The pre-dawn light cast strange shadows into the cool mist that hung over Jerusalem and the women shivered, drawing their black robes tighter around themselves. Each was lost in her own thoughts, terrible images flashing through their minds; bitter accusations and insults hurled at One who only came to bring new life and hope to them. How could the crowds have waved palm branches one day, only to later have risen up and crucified the One who had such love in His eyes, such healing in His hands, such compassion in His heart for sinners? How could this be? It seemed impossible. It felt like a nightmare, and yet, the chill of the early morning and the reality of where they were going struck with a crushing blow. It was a nightmare…but it was a real one.
Mary Magdalene continued to replay scenes in her mind as she walked silently beside two of her closest friends. She recalled how different her life was since she met the Messiah. She grew up in Magdala, a village well known for its fish trade, wool and woolen dyes. Early on in her life she worked alongside her mother and quickly learned the skills of spinning wool and dyeing it, preparing garments that were sought after by many passing through the countryside. Mary’s mother was a wise woman who managed her household, servants and purchases with skill and confidence while her husband and sons spent long hours on the fishing boats, earning a denarius each for their labour, day after day. She was proud of her father and how he provided for them so faithfully. Her family was happy and comfortably well off in their home in Magdala. Everyone was healthy and rejoiced in the pleasure of a hard day’s worth. That was the ‘norm’ for her family. That is, until Mary became sick.
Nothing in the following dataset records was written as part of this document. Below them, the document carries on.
PR #15, opened 2016-04-14
Add status to pull requests

pelson:
Closes https://github.com/conda-forge/conda-forge-webservices/pull/12

Takes #12 further to abstract more information out of the compute_lint_message function.

### DIFF
--- a/conda_forge_webservices/linting.py
+++ b/conda_forge_webservices/linting.py
@@ -119,6 +119,20 @@ def comment_on_pr(owner, repo_name, pr_id, message):
     return my_last_comment
 
 
+def set_pr_status(owner, repo_name, lint_info):
+    gh = github.Github(os.environ['GH_TOKEN'])
+
+    user = gh.get_user(owner)
+    repo = user.get_repo(repo_name)
+    commit = repo.get_commit(lint_info['sha'])
+    if lint_info['status'] == 'good':
+        commit.create_status("success", description="All recipes are excellent.",
+                             context="conda-linter-bot")
+    else:
+        commit.create_status("failure", description="Some recipes need some changes.",
+                             context="conda-linter-bot")
+
+
 def main():
     import argparse
     parser = argparse.ArgumentParser()
@@ -134,19 +148,7 @@ def main():
 
     if args.enable_commenting:
         comment_on_pr(owner, repo_name, args.pr, lint_info['message'])
-
-        gh = github.Github(os.environ['GH_TOKEN'])
-
-        user = gh.get_user(owner)
-        repo = user.get_repo(repo_name)
-        commit = repo.get_commit(lint_info['sha'])
-        if lint_info['status'] == 'good':
-            commit.create_status("success", description="All recipes are excellent.",
-                                 context="conda-linter-bot")
-        else:
-            commit.create_status("failure", description="Some recipes need some changes.",
-                                 context="conda-linter-bot")
-
+        set_pr_status(owner, repo_name, lint_info)
     else:
         print('Comments not published, but the following would have been the message:\n{}'.format(lint_info['message']))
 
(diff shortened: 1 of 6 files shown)


jakirkham:
Sorry, I haven't played with the status message for awhile. Thanks for giving it a try. If there is anything I can do to help, please let me know.

pelson:
> Sorry, I haven't played with the status message for awhile. Thanks for giving it a try. If there is anything I can do to help, please let me know.

No problems. I'm just trying to pull some of the context out - you were right that all of the bits were conveniently in that function, but I didn't want to pollute its purpose.
Hopefully this change will take it in a healthy direction.

jakirkham:
> No problems. I'm just trying to pull some of the context out - you were right that all of the bits were conveniently in that function, but I didn't want to pollute its purpose.

Yeah, it was a bit tricky, but I think we could figure something out. We just have to balance speed/time with quality here. Also, we can always go back and refactor.

> Hopefully this change will take it in a healthy direction.

Sure, it has tests. So, that is already an improvement on what I did. :smile:

conda_forge_webservices/linting.py
```diff
@@ -1,22 +1,14 @@
-# TODO: Add an interface to do this from the CLI:
-# conda-linting-service conda-forge/staged-recipes 123
-
+from contextlib import contextmanager
+from glob import glob
 import os
-import tornado.escape
-import tornado.httpserver
-import tornado.ioloop
-import tornado.web
```
jakirkham: Were we just never using these?

pelson: Nope. They were split out into the webapp code.

pelson:
So I think this is good to go, but I'm not around now until 12hrs, so will hold fire on deploying this until then.

conda_forge_webservices/linting.py
jakirkham: Ah ok. So these are just leftover imports. Thanks for clarifying.

jakirkham:
Is this failure just caused by having it on your fork? Should we move the PR over to the main repo?

jakirkham:
Here is what I am seeing with the status.

* Show up in the failing case. :+1:
* Missing on the passing. (should be fixed)
* Missing on the no recipe case. (should it show up?)

Seems like the passing case needs some help.

As for the missing case, not sure what to do. Should we pass it and say no recipes found in the summary? Just simply not have a status (as now)? Some other behavior? I think it would be nice to have some status just to verify it is working, but it probably doesn't need to be the same as a good recipe. Though it should not be a failure.

pelson:
> Is this failure just caused by having it on your fork?

Yes. I'm able to run these locally using my own PAT:

```
GH_TOKEN=$(cat ~/.conda-smithy/github.token.pelson) nosetests conda_forge_webservices
```

You should be able to run the tests locally too with your own if you like.

pelson:
Deployed. I've upgraded the dyno to hobby and tested this with https://github.com/conda-forge/staged-recipes/pull/364 (and we are getting a nice status!) 🎉

jakirkham:
Thanks @pelson for bringing this one home. This is truly wonderful.

jakirkham:
So, this one ( https://github.com/conda-forge/staged-recipes/pull/365 ) appears to be passing, but the recipes still have no tests.

pelson:
> So, this one ( conda-forge/staged-recipes#365 ) appears to be passing, but the recipes still have no tests.

Is that just because it hasn't triggered a lint since it was deployed? Looks like the last check was > 7 hours ago...

jakirkham:
Sorry, I was going to mention that soon after it appeared correct. Either I'm not awake :sleeping: or something magical happened :fireworks:. The failure is showing up correctly now.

She remembered how she came home one day after several hours at the market selling the woolen garments her family was famous for. She thought she had been out in the sun too long that day. Her body felt weak and the pain in her head grew stronger even after she lay down. After a few days, Dr. Luke grew more alarmed when she began to describe times of collapse, when her muscles would give way, sending her to the ground. Also, of times when her heart and lungs seemed to suddenly cease their function leaving her gasping for breath moments later. The powders and herbs he prescribed did little to alleviate Mary’s pain or improve her condition as days stretched into weeks. The painful boils and scaly skin condition that came several weeks later added to the hopelessness and discouragement that had settled on her and on their home.
No longer were the sounds of laughter heard where once the joyous sound was a staple during their evening meals together. Not that Mary joined them for meals now anyway, she was too sick to take much more than broth and bread. Weeks dragged into months and then a year passed, with no improvement in her condition. Gone was the hope that every young Jewish girl dreamed of: the hope of a husband and a family. Mary was known in the village now as being unclean because of her illnesses. Some even said she was demon-possessed, that each malady she struggled with was a demon that plagued her. Mary’s mother, father and brothers tried to encourage her. They felt the stigma that rested upon her but felt helpless to remedy it.
Then one afternoon the village grew loud with excitement. Someone shouted that Jesus of Nazareth was passing by! Although many in Magdala had forsaken their worship of Jehovah, still they were anxious to meet this Man they had heard so much about. Was He truly the Messiah, or just a prophet, as some said? Mary’s family talked of it as they prepared to join the people waiting in the street. Mary wondered if the stories she had heard were true. He had been in other villages and people had been healed. Was that possible? If this Jesus really did heal people, could He heal her?
Her sicknesses had been with her so long that there was not much more than a flicker of faith that pushed its way through the pain of hopelessness and discouragement that pressed upon her. “Perhaps He is able,” she whispered to herself, “But would He be willing to heal me?” Many of the villagers believed she had demons that plagued her and they looked upon her with pity and distain as they moved away from her in the crowd. For this reason alone, Mary was able to move forward to the edge of the street to see the Man everyone pressed in to see.
Suddenly He was before her, and Mary gasped as He looked at her. She was so used to the looks of the villagers that she was shocked at what she saw in His eyes. She found she could not look away from the compassion, care and hope she saw shining there. No one had ever looked at Mary that way, especially since she had become sick a year ago. She saw Him smile.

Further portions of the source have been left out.